- **WHAT TO PRODUCE**: Search the data for the word "client" and copy each line that has it.

(Dataset items)
▼

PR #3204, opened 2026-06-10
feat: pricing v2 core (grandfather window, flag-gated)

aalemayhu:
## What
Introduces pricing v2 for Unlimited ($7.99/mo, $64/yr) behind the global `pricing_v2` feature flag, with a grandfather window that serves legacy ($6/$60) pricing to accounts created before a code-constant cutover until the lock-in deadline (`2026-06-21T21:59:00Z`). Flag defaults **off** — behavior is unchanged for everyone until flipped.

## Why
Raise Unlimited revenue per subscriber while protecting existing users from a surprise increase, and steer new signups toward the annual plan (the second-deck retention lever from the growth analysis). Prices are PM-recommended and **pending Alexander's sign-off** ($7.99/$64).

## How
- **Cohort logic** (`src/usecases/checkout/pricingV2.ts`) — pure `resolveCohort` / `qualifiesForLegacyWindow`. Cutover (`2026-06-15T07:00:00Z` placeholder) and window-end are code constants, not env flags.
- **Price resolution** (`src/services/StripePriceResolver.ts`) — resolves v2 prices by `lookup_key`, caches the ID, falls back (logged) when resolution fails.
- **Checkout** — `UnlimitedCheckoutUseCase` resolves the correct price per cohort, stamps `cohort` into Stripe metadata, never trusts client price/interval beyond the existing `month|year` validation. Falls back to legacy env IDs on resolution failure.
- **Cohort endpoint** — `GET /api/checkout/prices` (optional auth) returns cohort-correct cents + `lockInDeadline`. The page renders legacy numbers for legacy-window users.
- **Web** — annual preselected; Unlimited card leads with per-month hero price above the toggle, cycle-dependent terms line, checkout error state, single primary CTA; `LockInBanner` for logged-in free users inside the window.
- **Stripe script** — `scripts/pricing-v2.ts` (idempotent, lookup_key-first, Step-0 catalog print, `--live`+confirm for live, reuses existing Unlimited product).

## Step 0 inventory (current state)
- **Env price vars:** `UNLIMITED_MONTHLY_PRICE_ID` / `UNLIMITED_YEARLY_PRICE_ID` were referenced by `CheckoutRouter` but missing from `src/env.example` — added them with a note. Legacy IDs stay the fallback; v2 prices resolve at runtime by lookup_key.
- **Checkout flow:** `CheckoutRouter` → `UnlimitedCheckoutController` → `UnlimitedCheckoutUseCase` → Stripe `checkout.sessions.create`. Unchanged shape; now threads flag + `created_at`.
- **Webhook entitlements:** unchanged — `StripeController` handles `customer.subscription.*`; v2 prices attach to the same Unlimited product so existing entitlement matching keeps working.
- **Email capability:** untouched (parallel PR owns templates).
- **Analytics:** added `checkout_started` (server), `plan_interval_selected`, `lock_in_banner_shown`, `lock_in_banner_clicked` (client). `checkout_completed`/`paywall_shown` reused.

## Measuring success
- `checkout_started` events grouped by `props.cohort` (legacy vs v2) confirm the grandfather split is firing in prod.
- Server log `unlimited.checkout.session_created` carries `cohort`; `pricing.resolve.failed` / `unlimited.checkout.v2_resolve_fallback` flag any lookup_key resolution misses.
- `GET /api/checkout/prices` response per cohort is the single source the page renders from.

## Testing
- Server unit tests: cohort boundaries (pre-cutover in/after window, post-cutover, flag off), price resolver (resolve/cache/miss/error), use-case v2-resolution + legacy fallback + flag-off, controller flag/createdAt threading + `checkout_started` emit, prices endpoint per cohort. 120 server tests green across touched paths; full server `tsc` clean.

▲

- **ANSWER SECTION**:
- **Checkout** — `UnlimitedCheckoutUseCase` resolves the correct price per cohort, stamps `cohort` into Stripe metadata, never trusts client price/interval beyond the existing `month|year` validation. Falls back to legacy env IDs on resolution failure.
- **Analytics:** added `checkout_started` (server), `plan_interval_selected`, `lock_in_banner_shown`, `lock_in_banner_clicked` (client). `checkout_completed`/`paywall_shown` reused.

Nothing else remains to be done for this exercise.